When Students Become Teachers: LGBT students, Catholic University, and the cost of discipleship

LGBT students at the Catholic University of America (CUA), one of my alma maters, continue to struggle for even simple recognition of their organized group to foster greater awareness and understanding on campus.  This brief film documents that struggle of CUAllies, the unofficial “gay-straight alliance.”  We should all be proud of efforts like this — efforts in which young Catholic Christians stand in respectful opposition to institutional practices that fall short of what it means to be a disciple of Jesus.

At about 5 minutes in can be seen several members from Dignity/Washington (including me) who joined in a prayerful vigil last spring in support of these efforts.

LGBT Students at The Catholic University of America

Here’s my letter to John Garvey, President of The Catholic University of America, in support of CUAllies and their request for official recognition as a gay-straight student organization at CUA.

John Hugh Garvey, JD
President,
The Catholic University of America
Washington, DC

April 17, 2012

Dear President Garvey,

Last evening, I had the privilege of gathering with a group of CUA students and their friends in front of Gibbons Hall. We remembered the teachings of the Second Vatican Council (Gaudium et Spes) that the griefs and anxieties of the people of every age are indeed the griefs and anxieties of the followers of Christ. We recalled the teaching of the US Bishops (Always Our Children) that even those whom God created with a homosexual orientation are worthy of dignity, respect and the right to participate actively in their communities. We lit candles, walked to the Przbyla Center, and prayed.

As an alumnus of The Catholic University of America (National Catholic School of Social Service, MSW, 1998), I am writing to add my voice to the chorus of others expressing strong support for the request from CUAllies that this be an officially recognized student organization at CUA.

One of the most fundamental tenets of our Catholic faith is that each and every human person is created in the image and likeness of God. Every human person is to be treated with dignity, respect, charity, and love.  The Catholic understanding of the human person, informed by what we know from so many fields of inquiry, recognizes that one’s sexual orientation is essentially a given and relatively stable reality: it is not a choice or a “lifestyle” or a something that one can change.
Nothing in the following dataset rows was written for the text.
PR #6923, opened 2023-06-16
Fix `function-calc-no-unspaced-operator` performance

romainmenke:

No, it's self-explanatory.

----

before :

```
Warnings: 0
Mean: 90.56110877777778 ms
Deviation: 11.54085198893875 ms
```

after : 

```
Warnings: 0
Mean: 83.60294444444445 ms
Deviation: 10.305877029720664 ms
```

### DIFF
--- a/lib/rules/function-calc-no-unspaced-operator/index.js
+++ b/lib/rules/function-calc-no-unspaced-operator/index.js
@@ -48,6 +48,8 @@ const rule = (primary, _secondaryOptions, context) => {
 		}
 
 		root.walkDecls((decl) => {
+			if (!OPERATOR_REGEX.test(getDeclarationValue(decl))) return;
+
 			let needsFix = false;
 			const valueIndex = declarationValueIndex(decl);
 			const parsedValue = valueParser(getDeclarationValue(decl));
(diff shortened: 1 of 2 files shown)


lib/rules/function-calc-no-unspaced-operator/index.js
```diff
@@ -48,6 +48,8 @@ const rule = (primary, _secondaryOptions, context) => {
 		}
 
 		root.walkDecls((decl) => {
+			if (!OPERATOR_REGEX.test(getDeclarationValue(decl))) return;
+
 			let needsFix = false;
 			const valueIndex = declarationValueIndex(decl);
 			const parsedValue = valueParser(getDeclarationValue(decl));
```
ybiquitous, line 55: [suggest] How about reusing a return value from `getDeclarationValue(decl)` like this?

```suggestion
			const value = getDeclarationValue(decl);

			if (!OPERATOR_REGEX.test(value)) return;

			let needsFix = false;
			const valueIndex = declarationValueIndex(decl);
			const parsedValue = valueParser(value);
```

romainmenke: good catch!

romainmenke:
GitHub seems to be having some issues.
It didn't apply the review suggestions correctly and pushed to this branch don't show up.

I am giving it some time before make further changes.

ybiquitous (approved):
Thanks, LGTM 👍🏼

You have the great privilege of leading a Catholic university, an institution which seeks not only to explore and impart the truths gleaned from so many fields of scientific and academic inquiry, but also the truths gleaned from the best of our Catholic Christian tradition. Truth, which cannot be incompatible with itself, challenges us to see the full human dignity even in God’s sons and daughters whom He created with a sexual orientation that differs from most of their brothers and sisters.  Some of these sons and daughters are members of the CUA community – they are faculty, staff and alumni. Most especially, however, they are students – students who deserve to learn and grow in an environment that not only tolerates their full humanity, but that also encourages them to grow in understanding themselves so that they are better able to understand others and the richly diverse world their education will help them to serve.
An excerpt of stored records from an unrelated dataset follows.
PR #6924, opened 2023-06-16
Fix `function-linear-gradient-no-nonstandard-direction` performance

romainmenke:

No, it's self-explanatory.

-----

before :

```
Warnings: 0
Mean: 89.20350494117648 ms
Deviation: 11.294021704297947 ms
```

after : 

```
Warnings: 0
Mean: 77.0127245 ms
Deviation: 7.537474958126632 ms
```

### DIFF
--- a/lib/rules/function-linear-gradient-no-nonstandard-direction/index.js
+++ b/lib/rules/function-linear-gradient-no-nonstandard-direction/index.js
@@ -19,14 +19,22 @@ const meta = {
 	url: 'https://stylelint.io/user-guide/rules/function-linear-gradient-no-nonstandard-direction',
 };
 
+const LINEAR_GRADIENT_FUNCTION = /(?:-webkit-|-moz-|-o-|-ms-)?linear-gradient\(/i;
+const LINEAR_GRADIENT_FUNCTION_NAME = /^(?:-webkit-|-moz-|-o-|-ms-)?linear-gradient$/i;
+
+const DIRECTION_WITH_TO = /^to (top|left|bottom|right)(?: (top|left|bottom|right))?$/i;
+const DIRECTION_WITHOUT_TO = /^(top|left|bottom|right)(?: (top|left|bottom|right))?$/i;
+
+const LEFT_RIGHT_TOP_BOTTOM = /left|right|top|bottom/i;
+const DIGIT = /[\d.]/;
+const ANGLE = /^[\d.]+(?:deg|grad|rad|turn)$/;
+
 /**
  * @param {string} source
  * @param {boolean} withToPrefix
  */
 function isStandardDirection(source, withToPrefix) {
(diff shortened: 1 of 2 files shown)


lib/rules/function-linear-gradient-no-nonstandard-direction/index.js
```diff
@@ -19,14 +19,22 @@ const meta = {
 	url: 'https://stylelint.io/user-guide/rules/function-linear-gradient-no-nonstandard-direction',
 };
 
+const LINEAR_GRADIENT_FUNCTION = /(?:-webkit-|-moz-|-o-|-ms-)?linear-gradient\(/i;
+const LINEAR_GRADIENT_FUNCTION_NAME = /^(?:-webkit-|-moz-|-o-|-ms-)?linear-gradient$/i;
+
+const DIRECTION_WITH_TO = /^to (top|left|bottom|right)(?: (top|left|bottom|right))?$/i;
+const DIRECTION_WITHOUT_TO = /^(top|left|bottom|right)(?: (top|left|bottom|right))?$/i;
+
+const LEFT_RIGHT_TOP_BOTTOM = /left|right|top|bottom/i;
```
Mouvedia, line 28: reminder

Not worth it in this case, but you could reuse `LEFT_RIGHT_TOP_BOTTOM.source` in `DIRECTION_WITH_TO` and  `DIRECTION_WITHOUT_TO` using `RegExp` constructor. If you ever have a very long list, it would be cleaner/shorter.

ybiquitous: Agree. Considering maintainability (and if it never worsens performance), the following refactoring might be worth:

```js
const LINEAR_GRADIENT_FUNCTION = '(?:-webkit-|-moz-|-o-|-ms-)?linear-gradient';
const LINEAR_GRADIENT_FUNCTION_CALL = new RegExp(`${LINEAR_GRADIENT_FUNCTION}\\(`, 'i');
const LINEAR_GRADIENT_FUNCTION_NAME = new RegExp(`^${LINEAR_GRADIENT_FUNCTION}$`, 'i');

const DIRECTION = /top|left|bottom|right/;
const DIRECTION_WITH_TO = new RegExp(`^to (${DIRECTION.source})(?: (${DIRECTION.source}))?$`, 'i');
const DIRECTION_WITHOUT_TO = new RegExp(`^(${DIRECTION.source})(?: (${DIRECTION.source}))?$`, 'i');
```

Any thoughts?

romainmenke: Thank you both for this suggestion 🙇

ybiquitous (approved):
Thanks for your commitment to performance improvement! 👏🏼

Please recognize CUAllies as an official student organization of The Catholic University of America.

Wishing you Easter joy,

Timothy MacGeorge, MDiv, MSW

Prayerful Vigil at Catholic University

It was great to gather earlier this evening with students from CUAllies, the gay/straight alliance at The Catholic University of America. CUAllies is not yet formally recognized by  CUA, as other student groups are. This gathering — not of protest but of prayer — bore witness on the grounds of this most Catholic of universities, praying that God’s LGBT children might enjoy at CUA the same rights and respect that as their straight brothers and sisters. Drawing upon our rich Catholic heritage, we heard passages from Vatican II’s Gaudium et Spes and the US Bishops’ Always Our Children. Prayers were offered on behalf of LGBT youth throughout the world — especially those who feel isolated and alone — that they might know there are people who love and care for and accept them just as God created them to be.